PROMPT
Using the listing below, report all lines holding the word "idea".

───── TASK INPUTS ─────

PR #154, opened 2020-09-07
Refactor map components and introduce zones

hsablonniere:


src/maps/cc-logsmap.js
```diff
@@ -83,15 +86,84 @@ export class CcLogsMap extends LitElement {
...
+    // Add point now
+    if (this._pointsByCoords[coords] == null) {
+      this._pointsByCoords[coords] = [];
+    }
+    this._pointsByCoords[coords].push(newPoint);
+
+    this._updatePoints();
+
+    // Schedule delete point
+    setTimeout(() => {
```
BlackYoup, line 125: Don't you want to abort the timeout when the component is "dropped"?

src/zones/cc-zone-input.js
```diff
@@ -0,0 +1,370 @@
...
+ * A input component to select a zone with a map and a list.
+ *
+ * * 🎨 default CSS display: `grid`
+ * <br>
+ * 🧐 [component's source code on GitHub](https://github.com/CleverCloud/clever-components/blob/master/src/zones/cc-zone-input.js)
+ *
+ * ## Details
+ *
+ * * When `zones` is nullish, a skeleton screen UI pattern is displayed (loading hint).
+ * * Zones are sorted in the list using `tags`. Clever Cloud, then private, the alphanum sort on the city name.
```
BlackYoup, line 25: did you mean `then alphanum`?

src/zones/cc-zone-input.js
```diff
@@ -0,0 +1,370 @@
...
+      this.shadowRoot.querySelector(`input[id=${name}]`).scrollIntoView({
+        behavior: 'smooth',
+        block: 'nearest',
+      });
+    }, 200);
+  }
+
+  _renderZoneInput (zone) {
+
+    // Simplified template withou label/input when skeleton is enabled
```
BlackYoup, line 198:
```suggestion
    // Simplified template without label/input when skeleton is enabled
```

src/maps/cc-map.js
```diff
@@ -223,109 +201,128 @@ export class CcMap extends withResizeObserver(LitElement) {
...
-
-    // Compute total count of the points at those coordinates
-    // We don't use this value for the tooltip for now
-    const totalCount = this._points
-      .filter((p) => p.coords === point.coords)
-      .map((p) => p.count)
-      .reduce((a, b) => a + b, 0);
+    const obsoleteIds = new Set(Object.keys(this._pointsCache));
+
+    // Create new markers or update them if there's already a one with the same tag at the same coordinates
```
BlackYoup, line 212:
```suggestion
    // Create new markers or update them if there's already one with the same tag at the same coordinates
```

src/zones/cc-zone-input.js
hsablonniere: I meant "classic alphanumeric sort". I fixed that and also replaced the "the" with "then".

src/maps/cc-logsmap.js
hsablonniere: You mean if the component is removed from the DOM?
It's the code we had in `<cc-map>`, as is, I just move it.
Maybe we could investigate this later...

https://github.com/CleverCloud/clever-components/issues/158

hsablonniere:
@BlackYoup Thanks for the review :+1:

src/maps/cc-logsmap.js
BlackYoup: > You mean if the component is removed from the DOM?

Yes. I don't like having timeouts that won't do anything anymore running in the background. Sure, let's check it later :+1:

─────
───── TASK INPUTS ─────

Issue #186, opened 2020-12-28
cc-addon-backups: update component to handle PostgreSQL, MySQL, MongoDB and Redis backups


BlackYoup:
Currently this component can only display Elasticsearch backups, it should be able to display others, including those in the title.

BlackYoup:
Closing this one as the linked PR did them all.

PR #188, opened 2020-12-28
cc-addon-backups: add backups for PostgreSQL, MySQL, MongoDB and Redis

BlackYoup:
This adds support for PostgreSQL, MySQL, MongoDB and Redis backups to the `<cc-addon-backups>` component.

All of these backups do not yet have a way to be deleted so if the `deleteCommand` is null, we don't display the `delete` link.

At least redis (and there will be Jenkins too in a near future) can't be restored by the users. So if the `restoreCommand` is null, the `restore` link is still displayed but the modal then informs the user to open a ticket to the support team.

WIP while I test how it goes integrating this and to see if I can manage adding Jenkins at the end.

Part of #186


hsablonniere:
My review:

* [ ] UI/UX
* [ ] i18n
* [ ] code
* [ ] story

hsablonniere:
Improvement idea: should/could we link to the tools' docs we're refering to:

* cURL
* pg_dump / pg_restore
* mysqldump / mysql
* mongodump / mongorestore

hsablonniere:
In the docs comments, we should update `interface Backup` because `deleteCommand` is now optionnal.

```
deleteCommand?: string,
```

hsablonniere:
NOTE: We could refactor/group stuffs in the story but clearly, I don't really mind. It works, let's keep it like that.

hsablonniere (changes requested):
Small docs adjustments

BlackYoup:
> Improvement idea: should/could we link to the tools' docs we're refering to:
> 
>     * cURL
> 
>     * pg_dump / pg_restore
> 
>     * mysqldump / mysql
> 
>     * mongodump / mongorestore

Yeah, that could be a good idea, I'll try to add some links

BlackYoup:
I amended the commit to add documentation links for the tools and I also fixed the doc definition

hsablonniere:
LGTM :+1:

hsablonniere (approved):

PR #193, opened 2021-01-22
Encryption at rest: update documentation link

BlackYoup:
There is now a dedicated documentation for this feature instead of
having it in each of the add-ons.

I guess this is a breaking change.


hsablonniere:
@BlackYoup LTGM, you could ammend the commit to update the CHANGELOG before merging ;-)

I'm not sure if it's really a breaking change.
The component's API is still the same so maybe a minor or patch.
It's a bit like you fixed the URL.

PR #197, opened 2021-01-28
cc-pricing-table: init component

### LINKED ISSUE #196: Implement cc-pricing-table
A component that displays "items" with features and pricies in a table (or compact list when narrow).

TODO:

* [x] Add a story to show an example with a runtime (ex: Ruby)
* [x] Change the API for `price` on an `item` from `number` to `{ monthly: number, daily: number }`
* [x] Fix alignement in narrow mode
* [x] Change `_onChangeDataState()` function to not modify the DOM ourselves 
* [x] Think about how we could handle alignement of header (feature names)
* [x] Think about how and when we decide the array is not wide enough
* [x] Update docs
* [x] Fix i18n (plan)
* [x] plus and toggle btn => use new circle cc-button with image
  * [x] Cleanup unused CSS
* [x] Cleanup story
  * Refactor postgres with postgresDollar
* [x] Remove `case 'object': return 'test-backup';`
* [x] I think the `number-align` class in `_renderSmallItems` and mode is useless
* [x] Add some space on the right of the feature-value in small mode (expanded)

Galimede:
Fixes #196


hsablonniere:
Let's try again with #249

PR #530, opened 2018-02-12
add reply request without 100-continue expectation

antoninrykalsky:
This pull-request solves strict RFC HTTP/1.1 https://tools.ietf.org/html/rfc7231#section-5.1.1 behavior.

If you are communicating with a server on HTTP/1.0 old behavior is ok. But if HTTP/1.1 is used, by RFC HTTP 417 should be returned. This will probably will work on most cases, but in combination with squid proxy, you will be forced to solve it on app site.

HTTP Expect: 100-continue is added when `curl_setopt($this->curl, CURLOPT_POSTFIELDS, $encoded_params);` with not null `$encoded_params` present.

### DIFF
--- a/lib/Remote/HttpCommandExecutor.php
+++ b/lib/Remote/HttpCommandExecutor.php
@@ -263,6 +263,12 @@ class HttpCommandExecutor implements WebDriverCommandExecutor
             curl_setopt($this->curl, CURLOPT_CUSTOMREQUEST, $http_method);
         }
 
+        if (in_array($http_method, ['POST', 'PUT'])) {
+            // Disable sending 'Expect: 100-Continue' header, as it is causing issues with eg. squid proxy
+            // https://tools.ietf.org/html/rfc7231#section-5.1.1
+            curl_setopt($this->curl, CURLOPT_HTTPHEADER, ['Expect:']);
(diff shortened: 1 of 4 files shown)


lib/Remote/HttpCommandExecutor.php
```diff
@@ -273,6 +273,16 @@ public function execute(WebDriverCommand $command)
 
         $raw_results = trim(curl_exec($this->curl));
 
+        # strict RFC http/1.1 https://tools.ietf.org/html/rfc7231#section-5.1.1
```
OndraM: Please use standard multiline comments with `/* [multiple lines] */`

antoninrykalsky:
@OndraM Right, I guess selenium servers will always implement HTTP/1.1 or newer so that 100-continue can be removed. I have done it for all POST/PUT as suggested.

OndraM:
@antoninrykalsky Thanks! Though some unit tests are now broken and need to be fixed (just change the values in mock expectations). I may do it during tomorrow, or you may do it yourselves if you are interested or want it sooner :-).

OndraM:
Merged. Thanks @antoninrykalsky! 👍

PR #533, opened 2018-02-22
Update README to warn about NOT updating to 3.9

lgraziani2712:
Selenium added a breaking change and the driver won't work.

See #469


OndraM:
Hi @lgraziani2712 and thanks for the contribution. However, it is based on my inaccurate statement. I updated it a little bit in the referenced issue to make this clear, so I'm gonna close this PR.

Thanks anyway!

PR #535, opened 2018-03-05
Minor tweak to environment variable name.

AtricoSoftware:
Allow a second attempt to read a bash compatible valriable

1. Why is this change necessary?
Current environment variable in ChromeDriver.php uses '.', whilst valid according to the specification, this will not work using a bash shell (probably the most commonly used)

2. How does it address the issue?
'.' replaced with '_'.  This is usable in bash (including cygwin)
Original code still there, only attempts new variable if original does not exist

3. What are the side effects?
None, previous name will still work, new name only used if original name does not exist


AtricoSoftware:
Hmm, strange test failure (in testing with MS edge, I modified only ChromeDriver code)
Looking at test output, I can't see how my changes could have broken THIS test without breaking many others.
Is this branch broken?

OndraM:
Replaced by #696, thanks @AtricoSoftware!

─────

TASK ANSWER
Improvement idea: should/could we link to the tools' docs we're refering to:
> Improvement idea: should/could we link to the tools' docs we're refering to:
Yeah, that could be a good idea, I'll try to add some links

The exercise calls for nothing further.